> **Problem to work on**: Please find every line in the records below that contains the word "docs", and copy it.

Segment Start: Data supplied

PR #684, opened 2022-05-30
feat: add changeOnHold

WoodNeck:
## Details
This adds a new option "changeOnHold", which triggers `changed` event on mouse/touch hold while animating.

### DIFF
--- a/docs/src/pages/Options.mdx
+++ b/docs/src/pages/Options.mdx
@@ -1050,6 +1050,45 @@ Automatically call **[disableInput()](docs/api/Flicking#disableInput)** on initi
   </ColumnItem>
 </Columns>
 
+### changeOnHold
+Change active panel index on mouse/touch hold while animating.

Segment End: Data supplied

> **Solution**:
--- a/docs/src/pages/Options.mdx
+++ b/docs/src/pages/Options.mdx
@@ -1050,6 +1050,45 @@ Automatically call **[disableInput()](docs/api/Flicking#disableInput)** on initi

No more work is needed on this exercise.